Department of Epidemiology and Biostatistics, Memorial Sloan Kettering Cancer Center, 485 Lexington Ave, 2nd floor, New York, NY, 10017, USA.
BMC Bioinformatics. 2019 Nov 8;20(1):555. doi: 10.1186/s12859-019-3148-z.
We previously introduced a random-effects model to analyze a set of patients, each of which has two distinct tumors. The goal is to estimate the proportion of patients for which one of the tumors is a metastasis of the other, i.e. where the tumors are clonally related. Matches of mutations within a tumor pair provide the evidence for clonal relatedness. In this article, using simulations, we compare two estimation approaches that we considered for our model: use of a constrained quasi-Newton algorithm to maximize the likelihood conditional on the random effect, and an Expectation-Maximization algorithm where we further condition the random-effect distribution on the data.

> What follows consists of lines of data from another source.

PR #373, opened 2023-11-24
feat: implement pre/post transform hooks in the Transform controller

Unix4ever:
Pre/post methods are called before and after the transform controller runs the loop over all processed resources.


pkg/controller/generic/transform/controller.go
```diff
@@ -240,6 +254,12 @@ func (ctrl *Controller[Input, Output]) Run(ctx context.Context, r controller.Run
 			return err
 		}
 
+		if ctrl.postTransformHook != nil {
```
smira, line 257: should we move it _after_ cleanupOutputs, which might call finalizer hooks?

smira (approved):

pkg/controller/generic/transform/controller.go
Unix4ever: sure

PR #381, opened 2023-12-20
feat: implement QController and qruntime

smira:
Rearrange the existing rruntime adapter: move it to a separate package,
extract interfaces, etc.

Move more internal packages to `internal/` to separate interfaces from
internal details.

QController processes one item from the queue of changed items, so the
reconcile is only triggered for updated items.

In other terms, QController has same set of features as existing
Controllers: metrics, backoff, etc.

New conformance tests for QControllers.

Implement generic/qtransform controller which is (almost) compatible
with generic/transform controller.


pkg/controller/conformance/runtime.go
```diff
@@ -564,3 +564,149 @@ func (suite *RuntimeSuite) TestControllerRuntimeMetrics() {
...
+		SourceNamespace: srcNS,
+		TargetNamespace: targetNS,
+	}))
+
+	suite.Require().NoError(suite.State.Create(suite.ctx, NewIntResource(srcNS, "id1", 1)))
+	suite.Require().NoError(suite.State.Create(suite.ctx, NewIntResource(srcNS, "id2", 2)))
+
+	suite.startRuntime()
+
+	suite.Assert().NoError(retry.Constant(10*time.Second, retry.WithUnits(10*time.Millisecond)).Retry(
```
Unix4ever, line 583: can we use `rtestutils.AssertResources` here?

smira: no, these resources don't support ResourceWithRD

Unix4ever: ok I see

Unix4ever (approved):
:cool:

smira:
I'll merge this PR to get things moving forward before the NY, and open a (smaller) PR with more fixes and stuff, but still looking towards review feedback we can address in a follow-up PR.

In some specific settings, especially with sparse information, the estimation of the parameter of interest is at the boundary a non-negligible number of times using the first approach, while the EM algorithm gives more satisfactory estimates. This is of considerable importance for our application, since an estimate of either 0 or 1 for the proportion of cases that are clonal leads to individual probabilities being 0 or 1 in settings where the evidence is clearly not sufficient for such definitive probability estimates.
The EM algorithm is a preferable approach for our clonality random-effect model. It is now the method implemented in our R package Clonality, making available an easy and fast way to estimate this model on a range of applications.
我们之前介绍了一种随机效应模型,用于分析一组具有两个不同肿瘤的患者。目标是估计其中一个肿瘤是另一个肿瘤转移的患者比例,即肿瘤具有克隆相关性。肿瘤对中突变的匹配为克隆相关性提供了证据。在本文中,我们使用模拟比较了我们考虑用于模型的两种估计方法:使用约束拟牛顿算法在随机效应条件下最大化似然,以及期望最大化算法,其中我们进一步将随机效应分布条件化到数据上。
在某些特定情况下,特别是在信息稀疏的情况下,使用第一种方法,感兴趣参数的估计在边界处是非零次数,而 EM 算法给出了更令人满意的估计。这对于我们的应用非常重要,因为在证据显然不足以进行此类确定性概率估计的情况下,比例的估计为 0 或 1 会导致个体概率为 0 或 1。
EM 算法是我们克隆随机效应模型的首选方法。它现在是我们 R 包 Clonality 中实现的方法,为在一系列应用中估计此模型提供了一种简单快速的方法。